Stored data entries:
────────

PR #6355, opened 2024-09-18
[Config] Raising more coherent message when config reload is failing

liranbg:
when providing wrong envvar for mlrun to load, the error is not user-friendly in terms of the root cause.

https://iguazio.atlassian.net/browse/CEML-32

### DIFF
--- a/mlrun/config.py
+++ b/mlrun/config.py
@@ -801,10 +801,10 @@ class Config:
                     # input error that can lead to unexpected behavior.
                     # raise the exception to ensure configuration is loaded correctly and do not
                     # ignore any errors.
+                    config_value = getattr(self, key)
                     try:
-                        getattr(self, key).update(value)
+                        config_value.update(value)
                     except AttributeError as exc:
-                        config_value = getattr(self, key)
                         if not isinstance(config_value, (dict, Config)):
                             raise ValueError(
                                 f"Can not update `{key}` config. "
--- a/mlrun/config.py
+++ b/mlrun/config.py
@@ -796,7 +796,14 @@ class Config:
         for key, value in cfg.items():
             if hasattr(self, key):
                 if isinstance(value, dict):
-                    getattr(self, key).update(value)
+                    try:
+                        getattr(self, key).update(value)
+                    except AttributeError as exc:
+                        config_value = getattr(self, key)
+                        if not isinstance(config_value, (dict, Config)):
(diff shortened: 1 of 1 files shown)


mlrun/config.py
```diff
@@ -796,7 +796,15 @@ def update(self, cfg, skip_errors=False):
...
                 if isinstance(value, dict):
-                    getattr(self, key).update(value)
+                    try:
+                        getattr(self, key).update(value)
+                    except AttributeError as exc:
+                        config_value = getattr(self, key)
+                        if not isinstance(config_value, (dict, Config)):
+                            raise ValueError(
+                                f"Can not update `{key}` config. "
+                                f"Expected a configuration but received {type(config_value)}"
```
moranbental, line 806:
```suggestion
                                f"Expected a configuration but received {type(config_value).__name__}"
```

mlrun/config.py
```diff
@@ -796,7 +796,15 @@ def update(self, cfg, skip_errors=False):
         for key, value in cfg.items():
             if hasattr(self, key):
                 if isinstance(value, dict):
-                    getattr(self, key).update(value)
+                    try:
+                        getattr(self, key).update(value)
+                    except AttributeError as exc:
+                        config_value = getattr(self, key)
```
moranbental:
```suggestion
                    config_value = getattr(self, key)
                    try:
                        config_value.update(value)
                    except AttributeError as exc:
```

moranbental (changes requested):

mlrun/config.py
```diff
@@ -796,7 +796,15 @@ def update(self, cfg, skip_errors=False):
...
+                        if not isinstance(config_value, (dict, Config)):
```
alonmr, line 808: I think for completeness you need an else clause that raises the original exception

mlrun/config.py
alonmr: IIUC what you received is `value` and not `config_value`
```suggestion
                                f"Expected a configuration but received {type(value)}"
```

alonmr (commented):
Couple of comments and also there is a `skip_errors` flag might want to use it or add a comment why we are not using it

mlrun/config.py
liranbg: `value` is what you expect it to be, `config_value` is what you have received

────────

## Problem to work on
What's wanted is a faithful copy of each entry above.

## Answer box
PR #6355, opened 2024-09-18
[Config] Raising more coherent message when config reload is failing

liranbg:
when providing wrong envvar for mlrun to load, the error is not user-friendly in terms of the root cause.

https://iguazio.atlassian.net/browse/CEML-32

### DIFF
--- a/mlrun/config.py
+++ b/mlrun/config.py
@@ -801,10 +801,10 @@ class Config:
                     # input error that can lead to unexpected behavior.
                     # raise the exception to ensure configuration is loaded correctly and do not
                     # ignore any errors.
+                    config_value = getattr(self, key)
                     try:
-                        getattr(self, key).update(value)
+                        config_value.update(value)
                     except AttributeError as exc:
-                        config_value = getattr(self, key)
                         if not isinstance(config_value, (dict, Config)):
                             raise ValueError(
                                 f"Can not update `{key}` config. "
--- a/mlrun/config.py
+++ b/mlrun/config.py
@@ -796,7 +796,14 @@ class Config:
         for key, value in cfg.items():
             if hasattr(self, key):
                 if isinstance(value, dict):
-                    getattr(self, key).update(value)
+                    try:
+                        getattr(self, key).update(value)
+                    except AttributeError as exc:
+                        config_value = getattr(self, key)
+                        if not isinstance(config_value, (dict, Config)):
(diff shortened: 1 of 1 files shown)


mlrun/config.py
```diff
@@ -796,7 +796,15 @@ def update(self, cfg, skip_errors=False):
...
                 if isinstance(value, dict):
-                    getattr(self, key).update(value)
+                    try:
+                        getattr(self, key).update(value)
+                    except AttributeError as exc:
+                        config_value = getattr(self, key)
+                        if not isinstance(config_value, (dict, Config)):
+                            raise ValueError(
+                                f"Can not update `{key}` config. "
+                                f"Expected a configuration but received {type(config_value)}"
```
moranbental, line 806:
```suggestion
                                f"Expected a configuration but received {type(config_value).__name__}"
```

mlrun/config.py
```diff
@@ -796,7 +796,15 @@ def update(self, cfg, skip_errors=False):
         for key, value in cfg.items():
             if hasattr(self, key):
                 if isinstance(value, dict):
-                    getattr(self, key).update(value)
+                    try:
+                        getattr(self, key).update(value)
+                    except AttributeError as exc:
+                        config_value = getattr(self, key)
```
moranbental:
```suggestion
                    config_value = getattr(self, key)
                    try:
                        config_value.update(value)
                    except AttributeError as exc:
```

moranbental (changes requested):

mlrun/config.py
```diff
@@ -796,7 +796,15 @@ def update(self, cfg, skip_errors=False):
...
+                        if not isinstance(config_value, (dict, Config)):
```
alonmr, line 808: I think for completeness you need an else clause that raises the original exception

mlrun/config.py
alonmr: IIUC what you received is `value` and not `config_value`
```suggestion
                                f"Expected a configuration but received {type(value)}"
```

alonmr (commented):
Couple of comments and also there is a `skip_errors` flag might want to use it or add a comment why we are not using it

mlrun/config.py
liranbg: `value` is what you expect it to be, `config_value` is what you have received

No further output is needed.